Andrea van der Straeten
Andrea van der Straeten was born in 1953 in Trier, Germany. She studied German and Political Science in Marburg, Visual Communication at the Hamburg University of Fine Arts and at the University of Applied Arts in Vienna with Maria Lassnig. She completed artist residences in Venice (2013 and 2010, Emily Harvey Foundation) and Rome, Italy, in Paris (Cité des Arts), France and New York (ISCP), USA. From 2002 to 2018 she held a professorship at the University of Art in Linz, for Experimental Design. In 1997, she received the Robert Schuman Prize for Visual Arts. In 2005, she won the Austrian Graphic Prize, Innsbruck. In 2008 she was awarded the Kunstwürdigungspreis of the city of Linz for visual arts and in 2014 the Kulturpreis of the province of Upper Austria for photography.
The artist has participated in numerous group exhibitions, including 2021 Kunsthaus Mürz and Kunsthalle im Taxispalais Innsbruck, Tyrol; 2020 The Galaxy Museum of Contemporary Art, Chongqing, China; 2018 Museum der Moderne Salzburg; 2014 Leopold Museum Vienna; 2013 Generali Foundation Vienna; 2012 Museum moderner Kunst Stiftung Ludwig (mumok), Vienna; and 2009 Lentos Kunstmuseum Linz. Solo exhibitions dedicated to her include Casino Luxembourg - Forum d'art contemporain in 2003, Landesgalerie Linz in 2012, Styrian Autumn in 2002, CCS Bard Galleries, Annandale on Hudson, New York in 2010, Neue Galerie Graz in 1994, Wiener Secession, Vienna and Forum Stadtpark, Graz in 1991. Andrea van der Straeten has lived and worked in Vienna since 1987.

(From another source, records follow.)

PR #214, opened 2024-09-18
Davide/datasets fix

aittalam:
## What's changing

- added s3 filesystem to deps (similarly to what we had with s3_client)
- fixed dataset upload issue (when S3 broke a record was still saved on the DB)
- fixed dataset deletion for full directories, added exception handling
- fixed dataset download for multiple-file datasets, now a list of signed URLs is returned to the client for downloading

## How to test it

- different methods can be tested from the API

## Related Jira Ticket
https://mzai.atlassian.net/browse/LUMI-41

## I already...

- [x] added some tests for any new functionality (updated unit tests to work with current code)

### DIFF
--- a/.devcontainer/docker-compose-local.yaml
+++ b/.devcontainer/docker-compose-local.yaml
@@ -20,7 +20,7 @@ services:
     image: localstack/localstack:3.4.0
     platform: linux/amd64
     ports:
-      - "0.0.0.0:4566:4566"
+      - 4566:4566
     environment:
       - SERVICES=s3:4566
       - CREATE_BUCKETS=lumigator-storage
@@ -61,6 +61,13 @@ services:
       - LD_PRELOAD=/tmp/ray/session_latest/runtime_resources/pip/3aad1b9393df933f711013a7d9650bb9821e891c/virtualenv/lib/python3.11/site-packages/scikit_learn.libs/libgomp-d22c30c5.so.1.0.0
     volumes:
       - ../lumigator/python/mzai/summarizer/summarizer.py:/home/ray/summarizer.py
+    # NOTE: to keep AWS_ENDPOINT_URL as http://localhost:4566 both on the host system
+    #       and inside containers, we map localhost to the host gateway IP.
+    #       This currently works properly, but might be the cause of networking
+    #       issues down the line. This should be used only for local, development
+    #       deployments.
+    extra_hosts:
+      - "localhost:host-gateway"
 
   backend:
     build:
@@ -97,6 +104,11 @@ services:
       - RAY_WORKER_GPUS_FRACTION=0
     volumes:
       - ../:/mzai
+    # NOTE: to keep AWS_ENDPOINT_URL as http://localhost:4566 both on the host system
+    #       and inside containers, we map localhost to the host gateway IP.
+    #       This currently works properly, but might be the cause of networking
+    #       issues down the line. This should be used only for local, development
+    #       deployments.
     extra_hosts:
       - "localhost:host-gateway"
 
--- a/lumigator/python/mzai/backend/api/deps.py
+++ b/lumigator/python/mzai/backend/api/deps.py
@@ -6,16 +6,17 @@ from fastapi import Depends
 from mypy_boto3_s3.client import S3Client
 from ray.dashboard.modules.serve.sdk import ServeSubmissionClient
 from ray.job_submission import JobSubmissionClient
+from s3fs import S3FileSystem
 from sqlalchemy.orm import Session
 
 from mzai.backend.db import session_manager
 from mzai.backend.repositories.datasets import DatasetRepository
 from mzai.backend.repositories.experiments import ExperimentRepository, ExperimentResultRepository
 from mzai.backend.repositories.groundtruth import GroundTruthDeploymentRepository
+from mzai.backend.services.completions import MistralCompletionService, OpenAICompletionService
 from mzai.backend.services.datasets import DatasetService
 from mzai.backend.services.experiments import ExperimentService
 from mzai.backend.services.groundtruth import GroundTruthService
-from mzai.backend.services.completions import MistralCompletionService, OpenAICompletionService
 from mzai.backend.settings import settings
 
 
@@ -34,9 +35,19 @@ def get_s3_client() -> Generator[S3Client, None, None]:
 S3ClientDep = Annotated[S3Client, Depends(get_s3_client)]
 
 
-def get_dataset_service(session: DBSessionDep, s3_client: S3ClientDep) -> DatasetService:
+def get_s3_filesystem() -> Generator[S3FileSystem, None, None]:
+    return S3FileSystem()
+
+
+S3FileSystemDep = Annotated[S3FileSystem, Depends(get_s3_filesystem)]
+
+
+def get_dataset_service(
+    session: DBSessionDep, s3_client: S3ClientDep, s3_filesystem: S3FileSystemDep
+) -> DatasetService:
     dataset_repo = DatasetRepository(session)
-    return DatasetService(dataset_repo, s3_client)
+    dataset_repo = DatasetRepository(session)
+    return DatasetService(dataset_repo, s3_client, s3_filesystem)
 
 
 DatasetServiceDep = Annotated[DatasetService, Depends(get_dataset_service)]
--- a/lumigator/python/mzai/backend/services/datasets.py
+++ b/lumigator/python/mzai/backend/services/datasets.py
@@ -1,4 +1,5 @@
 import csv
+import json
 from pathlib import Path
 from tempfile import NamedTemporaryFile
 from typing import BinaryIO
@@ -94,6 +95,9 @@ class DatasetService:
     def _raise_not_found(self, dataset_id: UUID) -> None:
         raise HTTPException(status.HTTP_404_NOT_FOUND, f"Dataset '{dataset_id}' not found.")
 
+    def _raise_unhandled_exception(self, e: Exception) -> None:
+        raise HTTPException(status.HTTP_500_INTERNAL_SERVER_ERROR, str(e)) from e
+
     def _get_dataset_record(self, dataset_id: UUID) -> DatasetRecord:
         record = self.dataset_repo.get(dataset_id)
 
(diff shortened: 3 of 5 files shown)


agpituk:
Great work! I've got a question about the download URL it's currently generated for localstack. As an example, with this branch, I tried to download a dataset and it generated this URL:
`http://localstack:4566/lumigator-storage/datasets/9dcd61bd-24b5-4ff8-9b49-066c524f42b1/thunderbird_gt_bart.csv/data-00000-of-00001.arrow?X-Amz-Algorithm=AWS4-HMAC-SHA256&X-Amz-Credential=test%2F20240918%2Fus-east-2%2Fs3%2Faws4_request&X-Amz-Date=20240918T123952Z&X-Amz-Expires=3600&X-Amz-SignedHeaders=host&X-Amz-Signature=931e05e485e5b0f5a2b645606da9602a1e6bc690853334229178c517439d4f32`

I've used the default values. That link doesn't work for me, I need to change it to `http://localhost:4566 ......` to work. Is this something you handled with local changes to `/etc/hosts` ? or is this commented somewhere in the platform? Maybe we need an update on the env vars to make it work out of the box?

aittalam:
> Great work! I've got a question about the download URL it's currently generated for localstack. As an example, with this branch, I tried to download a dataset and it generated this URL: `http://localstack:4566/lumigator-storage/datasets/9dcd61bd-24b5-4ff8-9b49-066c524f42b1/thunderbird_gt_bart.csv/data-00000-of-00001.arrow?X-Amz-Algorithm=AWS4-HMAC-SHA256&X-Amz-Credential=test%2F20240918%2Fus-east-2%2Fs3%2Faws4_request&X-Amz-Date=20240918T123952Z&X-Amz-Expires=3600&X-Amz-SignedHeaders=host&X-Amz-Signature=931e05e485e5b0f5a2b645606da9602a1e6bc690853334229178c517439d4f32`
> 
> I've used the default values. That link doesn't work for me, I need to change it to `http://localhost:4566 ......` to work. Is this something you handled with local changes to `/etc/hosts` ? or is this commented somewhere in the repo? Maybe we need an update on the env vars to make it work out of the box?

That's a great point! Overall it boils down to whether we consider this more as a self-contained platform or a tool that runs in its users' environment. The ENV vars currently point to the S3 server as a domain name that should be correctly resolved both by the different services running within lumigator (e.g. the backend and ray) and by the client connecting to the API. As this does not happen for the local installation (we cannot point Lumigator services to 127.0.0.1 as long as they run in separate containers, and `localstack` has no meaning outside of docker compose) we need to fix this somehow.

So the TL/DR is: I am just using an updated `/etc/hosts` right now but am happy to discuss how to tackle this.
My intuition is that the API should be agnostic of whether the setup is local or remote and just point downloads to the S3 endpoint URL/IP. Perhaps the SDK or the UI, being closer to the client, could make sense of the URL and perhaps update it with a custom one? WDYT?

lumigator/python/mzai/backend/api/deps.py
```diff
@@ -34,9 +35,19 @@ def get_s3_client() -> Generator[S3Client, None, None]:
 S3ClientDep = Annotated[S3Client, Depends(get_s3_client)]
 
 
-def get_dataset_service(session: DBSessionDep, s3_client: S3ClientDep) -> DatasetService:
+def get_s3_filesystem() -> Generator[S3FileSystem, None, None]:
```
javiermtorres, line 38: I guess we'll end up with file-like objects regardless of where they're placed, either in local FS or in S3, right?

lumigator/python/mzai/backend/services/datasets.py
```diff
@@ -153,29 +171,51 @@ def get_dataset_s3_path(self, dataset_id: UUID) -> str:
...
         record = self._get_dataset_record(dataset_id)
 
-        # Delete from S3
-        # S3 delete is called first, since if this fails the DB delete won't take place
-        dataset_key = self._get_s3_key(record.id, record.filename)
-        self.s3_client.delete_object(Bucket=settings.S3_BUCKET, Key=dataset_key)
+        try:
+            # Delete from S3
+            # S3 delete is called first => if this fails the DB delete won't take place
+            dataset_key = self._get_s3_key(record.id, record.filename)
```
javiermtorres, line 177: could these details be hidden somewhere so the dataset service itself is not aware of what kind of FS is being used for this file?

agpituk:
> > Great work! I've got a question about the download URL it's currently generated for localstack. As an example, with this branch, I tried to download a dataset and it generated this URL: `http://localstack:4566/lumigator-storage/datasets/9dcd61bd-24b5-4ff8-9b49-066c524f42b1/thunderbird_gt_bart.csv/data-00000-of-00001.arrow?X-Amz-Algorithm=AWS4-HMAC-SHA256&X-Amz-Credential=test%2F20240918%2Fus-east-2%2Fs3%2Faws4_request&X-Amz-Date=20240918T123952Z&X-Amz-Expires=3600&X-Amz-SignedHeaders=host&X-Amz-Signature=931e05e485e5b0f5a2b645606da9602a1e6bc690853334229178c517439d4f32`
> > I've used the default values. That link doesn't work for me, I need to change it to `http://localhost:4566 ......` to work. Is this something you handled with local changes to `/etc/hosts` ? or is this commented somewhere in the repo? Maybe we need an update on the env vars to make it work out of the box?
> 
> That's a great point! Overall it boils down to whether we consider this more as a self-contained platform or a tool that runs in its users' environment. The ENV vars currently point to the S3 server as a domain name that should be correctly resolved both by the different services running within lumigator (e.g. the backend and ray) and by the client connecting to the API. As this does not happen for the local installation (we cannot point Lumigator services to 127.0.0.1 as long as they run in separate containers, and `localstack` has no meaning outside of docker compose) we need to fix this somehow.
> 
> So the TL/DR is: I am just using an updated `/etc/hosts` right now but am happy to discuss how to tackle this. My intuition is that the API should be agnostic of whether the setup is local or remote and just point downloads to the S3 endpoint URL/IP. Perhaps the SDK or the UI, being closer to the client, could make sense of the URL and perhaps update it with a custom one? WDYT?

My personal take on this is that we should support running Lumigator out of the box locally without having to change `/etc/hosts `when possible. I assume playing with the env vars (or adding part of the code I removed in 208`https://github.com/mozilla-ai/lumigator/pull/208`) should be enough. I'm happy to tackle this in a separate PR myself if you want and agree with the above!

lumigator/python/mzai/backend/api/deps.py
aittalam: Yes, file-like or directory-like (as in the case of HF datasets).
I realise there is a bit of redundancy with both `s3_client` and `S3FileSystem`: these are used together to implement different s3-based tasks but I am quite sure we could consolidate them into just one if we choose to continue writing our own data storage system

lumigator/python/mzai/backend/services/datasets.py
aittalam: Definitely! At the moment, the DatasetService only works with S3. I think it'd be great to have an abstraction that allows us to be agnostic of the underlying storage. However, I am not sure we want to implement it from scratch (see my point re: artifact storage / experiment tracking). WDYT?

aittalam:
> > > Great work! I've got a question about the download URL it's currently generated for localstack. As an example, with this branch, I tried to download a dataset and it generated this URL: `http://localstack:4566/lumigator-storage/datasets/9dcd61bd-24b5-4ff8-9b49-066c524f42b1/thunderbird_gt_bart.csv/data-00000-of-00001.arrow?X-Amz-Algorithm=AWS4-HMAC-SHA256&X-Amz-Credential=test%2F20240918%2Fus-east-2%2Fs3%2Faws4_request&X-Amz-Date=20240918T123952Z&X-Amz-Expires=3600&X-Amz-SignedHeaders=host&X-Amz-Signature=931e05e485e5b0f5a2b645606da9602a1e6bc690853334229178c517439d4f32`
> > > I've used the default values. That link doesn't work for me, I need to change it to `http://localhost:4566 ......` to work. Is this something you handled with local changes to `/etc/hosts` ? or is this commented somewhere in the repo? Maybe we need an update on the env vars to make it work out of the box?
> > 
> > 
> > That's a great point! Overall it boils down to whether we consider this more as a self-contained platform or a tool that runs in its users' environment. The ENV vars currently point to the S3 server as a domain name that should be correctly resolved both by the different services running within lumigator (e.g. the backend and ray) and by the client connecting to the API. As this does not happen for the local installation (we cannot point Lumigator services to 127.0.0.1 as long as they run in separate containers, and `localstack` has no meaning outside of docker compose) we need to fix this somehow.
> > So the TL/DR is: I am just using an updated `/etc/hosts` right now but am happy to discuss how to tackle this. My intuition is that the API should be agnostic of whether the setup is local or remote and just point downloads to the S3 endpoint URL/IP. Perhaps the SDK or the UI, being closer to the client, could make sense of the URL and perhaps update it with a custom one? WDYT?
> 
> My personal take on this is that we should support running Lumigator out of the box locally without having to change `/etc/hosts `when possible. I assume playing with the env vars (or adding part of the code I removed in 208`https://github.com/mozilla-ai/lumigator/pull/208`) should be enough. I'm happy to tackle this in a separate PR myself if you want and agree with the above!

I 100% agree we should not require users to manually change their `/etc/hosts`. Happy to discuss how to implement a solution for this in a subsequent PR!

agpituk (approved):

.devcontainer/docker-compose-local.yaml
```diff
@@ -20,7 +20,7 @@ services:
     image: localstack/localstack:3.4.0
     platform: linux/amd64
     ports:
-      - 4566:4566
+      - "0.0.0.0:4566:4566"
```
chainlink, line 23: Can you add some comments on mapping this to localhost? (and the extra hosts section below)

.devcontainer/docker-compose-local.yaml
```diff
@@ -97,6 +97,8 @@ services:
       - RAY_WORKER_GPUS_FRACTION=0
     volumes:
       - ../:/mzai
+    extra_hosts:
```
chainlink, line 100: I think we should add an extra note of caution here. (Since this modifies localhost networking)

.devcontainer/docker-compose-local.yaml
aittalam: Sure! I actually removed this change as it was not required for localstack to work properly, but I added comments below

.devcontainer/docker-compose-local.yaml
aittalam: +100

aittalam:
Added fixes and comments, tested all the pipeline from dataset upload to evaluation results, system works properly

Andrea van der Straeten practices institutional critique and focuses in her artistic work on the fundamental mechanisms of art production and its historical contexts. She works conceptually in the media of drawing, photography, film, and video, and designs artist books. The artist is particularly focused on language, literature, and aspects of linguistic criticism in general. Among other things, she is interested in everyday language and the forms of expression of political, especially feminist, subversive subcultures of the 1960s and 1970s, in which potentials of political violence and rebellion against power structures are represented. In addition, she is concerned with the "revisitings" or so-called "reconsiderings" of these cultures in connection with political events and with literary sources against the background of historical contexts. The Generali Foundation's collection includes a group of laser prints, so-called "laser cut outs," which are words and sentence fragments radically cut into the paper with a laser, doubling—in purely technical terms—the aggression potential of the content. In contrast to these precise lines, van der Straeten's hand drawings, delicate pencil formations on thin, highly sensitive glassine ("pizza paper")—a packaging material used in retail and gastronomy—appear delicate and vulnerable.